---------- Entries supplied

PR #2476, opened 2015-07-14
clear reverted block hashes from cache during imporing

debris:
After reverting head of chain I noticed that `eth_getBlockByNumber` doesn't work properly for some blocks (I made them **bold**)

......1 - 2 - 3 ... 26 - 27a - 28a
...........................\ - **27b** - **28b** - 29 - 30 - 31 - 32

When I called `eth_getBlockByNumber(27)` or `eth_getBlockByNumber(28)` I received block 27a or 28a instead of 27b and 28b. Old blockHashes were cached in `m_blockHashes`.

### DIFF
--- a/libethereum/BlockChain.cpp
+++ b/libethereum/BlockChain.cpp
@@ -597,9 +597,26 @@ ImportRoute BlockChain::import(VerifiedBlockRef const& _block, OverlayDB const& 
 
 		// Most of the time these two will be equal - only when we're doing a chain revert will they not be
 		if (common != last)
+		{
 			// If we are reverting previous blocks, we need to clear their blooms (in particular, to
 			// rebuild any higher level blooms that they contributed to).
 			clearBlockBlooms(number(common) + 1, number(last) + 1);
+
+			// clear reverted blockhashes
+			DEV_WRITE_GUARDED(x_blockHashes)
+				for (auto i = route.begin(); i != route.end() && *i != common; ++i)
+				{
+					BlockInfo tbi = BlockInfo(block(*i));
+					auto h = h256(tbi.number);
+					for (auto j = m_blockHashes.begin(); j != m_blockHashes.end();)
+					{
+						if (j->first == h)
+							j = m_blockHashes.erase(j);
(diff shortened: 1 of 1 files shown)


libethereum/BlockChain.cpp
```diff
@@ -597,10 +597,27 @@ ImportRoute BlockChain::import(VerifiedBlockRef const& _block, OverlayDB const&
...
 			clearBlockBlooms(number(common) + 1, number(last) + 1);
 
+			// clear reverted blockhashes
+			DEV_WRITE_GUARDED(x_blockHashes)
+				for (auto i = route.begin(); i != route.end() && *i != common; ++i)
+				{
+					BlockInfo tbi = BlockInfo(block(*i));
+					auto h = h256(tbi.number);
+					for (auto j = m_blockHashes.begin(); j != m_blockHashes.end();)
+					{
```
gavofyork: unneeded `{`s

gavofyork:
this algorithm appears to be order(N^2)!

libethereum/BlockChain.cpp
```diff
@@ -597,10 +597,27 @@ ImportRoute BlockChain::import(VerifiedBlockRef const& _block, OverlayDB const&
...
 			// rebuild any higher level blooms that they contributed to).
 			clearBlockBlooms(number(common) + 1, number(last) + 1);
 
+			// clear reverted blockhashes
+			DEV_WRITE_GUARDED(x_blockHashes)
+				for (auto i = route.begin(); i != route.end() && *i != common; ++i)
+				{
+					BlockInfo tbi = BlockInfo(block(*i));
+					auto h = h256(tbi.number);
+					for (auto j = m_blockHashes.begin(); j != m_blockHashes.end();)
```
gavofyork: `m_blockHashes` is a map. to erase a single element from a map whose key you know, simply use `erase`. there is also a method in `BlockInfo` called `number`. this entire block can be reduced to:

```
m_blockHashes.erase(h256(number(*i)));
```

--------------------

Task goal » Among the lines above, which ones include the word "this"? Copy them.

Problem solution »
this algorithm appears to be order(N^2)!
gavofyork: `m_blockHashes` is a map. to erase a single element from a map whose key you know, simply use `erase`. there is also a method in `BlockInfo` called `number`. this entire block can be reduced to:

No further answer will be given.